Provided records section start
Issue #3004, opened 2023-04-19
Single binary tracee isn't dropping capabilities correctly


rafaeldtinoco:
## Description

During investigation of #2998, I discovered that, when executing `tracee-ebpf`, the capabilities are dropped correctly, but when executing the single binary `tracee`, they are not.

That happens because `tracee` single binary calls a function to find signatures in a directory and that function raised capabilities. Since capabilities were not initialized yet (by tracee.New()) then they were initialized incorrectly (GetInstace() initializes capabilities if it isn't initialized yet).

## How to test this

```
while true; do for cap in $(sudo cat /proc/$(pidof tracee-ebpf)/status | grep CapEff | awk '{print $2}'); do capsh --decode=$cap; done; done
```

```
while true; do for cap in $(sudo cat /proc/$(pidof tracee)/status | grep CapEff | awk '{print $2}'); do capsh --decode=$cap; done; done
```

And compare effective capabilities on both.

Issue #2998, opened 2023-04-13
Legacy cgroup kprobe detachment fails when capabilities are dropped by default


rafaeldtinoco:
## Description

After:

commit 9e46a18bc411b347d7041ef01995f76d9190a36d
Author: Rafael David Tinoco <rafaeldtinoco@gmail.com>
Date:   Tue Mar 28 20:14:11 2023 +0000

    capabilities: change ring names and create base cap

Tracee started failing at its exist in kernels 5.4 (legacy kprobe detachment):

## Output of `tracee -v`:

```
# with capabilities drop:

ubuntu@ip-172-31-28-34:~/tracee$ sudo ./dist/tracee-ebpf --output format:json --filter event=net_packet_ipv4 --filter comm=othernc
{"level":"error","ts":1681416128.3713608,"msg":"failed to detach probes when closing tracee","err":"probes.(*probes).DetachAll: probes.(*cgroupProbe).detach: failed to detach program: cgroup_skb_egress (failed to detach (legacy) program cgroup_skb_egress from cgroupv2 /sys/fs/cgroup/unified)"}

# bypassing capabilities drop:

ubuntu@ip-172-31-28-34:~/tracee$ sudo ./dist/tracee-ebpf --output format:json --filter event=net_packet_ipv4 --filter comm=othernc --capabilities bypass=true
```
Provided records section end
__Work to be completed__. The required answer is every line of the data, duplicated exactly.

__Written reply__.
Issue #3004, opened 2023-04-19
Single binary tracee isn't dropping capabilities correctly


rafaeldtinoco:
## Description

During investigation of #2998, I discovered that, when executing `tracee-ebpf`, the capabilities are dropped correctly, but when executing the single binary `tracee`, they are not.

That happens because `tracee` single binary calls a function to find signatures in a directory and that function raised capabilities. Since capabilities were not initialized yet (by tracee.New()) then they were initialized incorrectly (GetInstace() initializes capabilities if it isn't initialized yet).

## How to test this

```
while true; do for cap in $(sudo cat /proc/$(pidof tracee-ebpf)/status | grep CapEff | awk '{print $2}'); do capsh --decode=$cap; done; done
```

```
while true; do for cap in $(sudo cat /proc/$(pidof tracee)/status | grep CapEff | awk '{print $2}'); do capsh --decode=$cap; done; done
```

And compare effective capabilities on both.

Issue #2998, opened 2023-04-13
Legacy cgroup kprobe detachment fails when capabilities are dropped by default


rafaeldtinoco:
## Description

After:

commit 9e46a18bc411b347d7041ef01995f76d9190a36d
Author: Rafael David Tinoco <rafaeldtinoco@gmail.com>
Date:   Tue Mar 28 20:14:11 2023 +0000

    capabilities: change ring names and create base cap

Tracee started failing at its exist in kernels 5.4 (legacy kprobe detachment):

## Output of `tracee -v`:

```
# with capabilities drop:

ubuntu@ip-172-31-28-34:~/tracee$ sudo ./dist/tracee-ebpf --output format:json --filter event=net_packet_ipv4 --filter comm=othernc
{"level":"error","ts":1681416128.3713608,"msg":"failed to detach probes when closing tracee","err":"probes.(*probes).DetachAll: probes.(*cgroupProbe).detach: failed to detach program: cgroup_skb_egress (failed to detach (legacy) program cgroup_skb_egress from cgroupv2 /sys/fs/cgroup/unified)"}

# bypassing capabilities drop:

ubuntu@ip-172-31-28-34:~/tracee$ sudo ./dist/tracee-ebpf --output format:json --filter event=net_packet_ipv4 --filter comm=othernc --capabilities bypass=true
```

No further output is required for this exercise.